Most fungi share three important characteristics: they are eukaryotes, use spores to reproduce, and are heterotrophs that feed in a similar way. Except for yeasts, which are unicellular, fungi cells are arranged in structures called hyphae. Hyphae are the branching, threadlike tubes that make up the bodies of multicellular fungi. The appearance of a fungus depends on the arrangement of its hyphae. Fungi include common bread mold, mushrooms, yeast, and even Penicillium notatum, which produces the penicillin antibiotic.

Plantae (PLAN-tay)

Plants are autotrophs that produce their own food. In addition, all plants are eukaryotes that contain many cells. Unlike other eukaryotes, however, plant cells have a cell wall. The cell wall is a boundary that surrounds the cell membrane and separates it from the environment. Plants are multicellular, with the same type of cells grouped into tissues.

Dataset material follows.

PR #466, opened 2018-06-01
Fix dependencies

jhunkeler:
I've been mapping out the dependencies for the JWST pipeline and noticed installing CRDS manually with `pip install crds` failed out completely if `astropy` was not already installed. The `requires` argument does "require" a package, but `pip` and `setuptools` will make no effort to install the requested package. Changing it from `requires` to `install_requires` fixes this.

Animalia (an-uh-MALE-ee-uh)

Animals are multicelled organisms. The cells of most animals are grouped together to form different kinds of tissue. Tissue may then combine to form an organ, which is a group of different tissues that work together to perform a specific job that is more complex than the function of each tissue by itself. Many organs then combine to form an organ system, such as the skeletal system. Most animals have highly developed brains and body systems. All animals are heterotrophs and typically reproduce sexually. All animals require food, water, and oxygen to stay alive.

The Importance of Classification

All living things can be classified into one of these six kingdoms. Modern biologists classify organisms into the seven levels of the classification system, starting with kingdom, the broadest. Scientists use taxonomic keys to identify organisms. A taxonomic key is a series of paired statements that describe the physical characteristics of different organisms.

You can probably tell that taxonomy can be very complicated. It is not easy to classify every living thing. However, it is very helpful and important to scientists who study the living world. Classification helps scientists learn all there is to know about plants and animals. It helps us understand the world around us and allows us to discover and identify new organisms.